Mário Lapietra, da Orbi Química: apoio de clientes e fornecedores (Fabiano Accorsi)
Da Redação
Publicado em 10 de abril de 2014 às 06h00.
São Paulo - A mercadoria do cliente está atrasada. O fornecedor não vai receber o pagamento da fatura na data combinada no contrato. O bônus dos funcionários será menor do que o previsto. Ou — toque-toque — a fábrica pegou fogo. Você não ficou sabendo? Esses são apenas alguns exemplos de más notícias que um empreendedor pode ter de contar a clientes, funcionários ou fornecedores.
Riscos fazem parte do dia a dia de toda empresa e, às vezes, coisas ruins acontecem mesmo. Aliás, não é só nos negócios — o imprevisível faz parte da vida. Por mais bem-feito que seja um planejamento, erros, contratempos e acidentes podem sempre acontecer.
É bom, portanto, estar preparado para o momento em que será necessário contar algo muito chato. A seguir, veja cinco pontos a ser levados em conta ao comunicar uma notícia ruim.
1 Qual o melhor momento para dar uma notícia ruim?
O problema deve ser comunicado assim que for constatado. “Ficar esperando muito tempo para dar uma má notícia atrasa a busca de soluções”, afirma Leonardo Toscano, sócio da Excelia, consultoria especializada em pequenas e médias empresas.
O economista Mate Pencz, de 27 anos, sabe que adiar a comunicação de uma notícia desagradável não ajuda em nada. Ele é sócio da paulista Printi, uma gráfica online que faturou 5 milhões de reais em 2013, cinco vezes mais do que no ano anterior.
Recentemente, a Printi firmou um contrato com a iFood, empresa que mantém um site e um aplicativo para pedir comida. Uma vez por mês, a iFood envia folhetos com as ofertas dos restaurantes para os 200 000 usuários que mantém em sua base. “A mala direta é o principal meio de comunicação com nossos clientes”, afirma Ainah Correa, gerente de marketing da iFood.
Numa das impressões, Pencz percebeu um erro — um lote de folhetos saiu com ilustrações invertidas, o que comprometia a compreensão. A iFood foi avisada imediatamente sobre o problema e Pencz negociou uma nova data de entrega. A Printi teve de reorganizar seu cronograma para conseguir reimprimir todos os folhetos e cumprir o novo prazo.
Mesmo com o imprevisto, a iFood permanece entre os clientes da Printi. “Percebemos que eles conseguem resolver rapidamente os imprevistos”, diz Ainah. “Esse é um detalhe importante na relação entre clientes e fornecedores.”

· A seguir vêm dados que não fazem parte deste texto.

Issue #192, opened 2018-03-01
Resolve actual version from git tag during build.


artem-zinnatullin:
Currently version is stored in project config which require us to update it manually and commit every time, we should get it from current git tag during build as we do for other projects like:

- https://github.com/gojuno/composer
- https://github.com/gojuno/koptional

and others which allows us release new versions just by pushing new tag or through GitHub releases.

artem-zinnatullin:
Related: https://github.com/gojuno/mainframer/pull/191/files#r170609701

artem-zinnatullin:
Closed by #203.

PR #195, opened 2018-03-01
Resolve Mainframer version during build.

artem-zinnatullin:
Part of #192.

Docs: https://doc.rust-lang.org/cargo/reference/environment-variables.html

Thanks @pepyakin for the link!

### DIFF
--- a/src/main.rs
+++ b/src/main.rs
@@ -14,7 +14,7 @@ use std::time::Instant;
 use time::*;
 
 fn main() {
-    println!(":: Mainframer v2.1.0\n");
+    println!(":: Mainframer v{}\n", env!("CARGO_PKG_VERSION"));
 
     let args = match Args::parse(env::args().skip(1).collect()) {
         Err(message) => exit_with_error(&message, 1),


vanniktech (approved):
Nice

artem-zinnatullin:
@vanniktech appreciate your interest and reviews 😽

src/main.rs
```diff
@@ -14,7 +14,7 @@ use std::time::Instant;
 use time::*;
 
 fn main() {
-    println!(":: Mainframer v2.1.0\n");
+    println!(":: Mainframer v{}\n", env!("CARGO_PKG_VERSION"));
```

Além dos erros de impressão, outro problema que preocupa o sócio da Printi é o atraso dos pedidos. “Entregamos em todo o país e às vezes precisamos lidar com complicações logísticas”, diz Pencz. Recentemente, um dos clientes da Printi pediu a impressão de cartazes para um evento em Manaus.

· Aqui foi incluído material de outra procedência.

Issue #193, opened 2018-03-01
Make Rust build stricter.


artem-zinnatullin:
Specifically:

- Fail build if compiler gives any warnings
- Look into integrating https://github.com/rust-lang-nursery/rust-clippy

artem-zinnatullin:
Hmm, looks like failing build because of warnings is not considered a super great practice in Rust community (cc @pepyakin):

- https://github.com/rust-unofficial/patterns/blob/master/anti_patterns/deny-warnings.md
- https://users.rust-lang.org/t/how-to-fail-a-build-with-warnings/2687/9

As far as I understand it's mainly due to the way you get Rust on your system, by default `rustup` brings whatever latest stable version is which might bring new warnings and break build that didn't change any code

However there are ways to install specific Rust version, so combining that with failing on warnings seems reasonable for me because I want to control Rust version anyway

PR #196, opened 2018-03-01
Use fixed version of Rust (1.24.0) instead of latest stable.

artem-zinnatullin:
Part of #193.

This makes our build much more predictable and reproducible.


arturdryomov:
Nothing says safety better than running bash scripts from a web link.

arturdryomov (approved):

artem-zinnatullin:
Hey, at least it's https lol, but that's recommended install way https://www.rust-lang.org/en-US/install.html

artem-zinnatullin:
Btw, highly recommend to check code of https://static.rust-lang.org/rustup.sh

That's level of programming in Bash I can live with

arturdryomov:
The script looks nice, but such size makes it kind of complex anyway ;-(

artem-zinnatullin:
Well sure, but you probably don't want script to download its parts during execution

O material saiu da sede, em São Paulo, dentro do prazo, mas a empresa de transporte não conseguiu fazer a entrega a tempo. Pencz entrou em contato com o cliente assim que ficou sabendo e avisou que uma gráfica de Manaus havia sido contratada para produzir os cartazes. “Arcamos com o custo, mas conquistamos a confiança do cliente”, diz Pencz.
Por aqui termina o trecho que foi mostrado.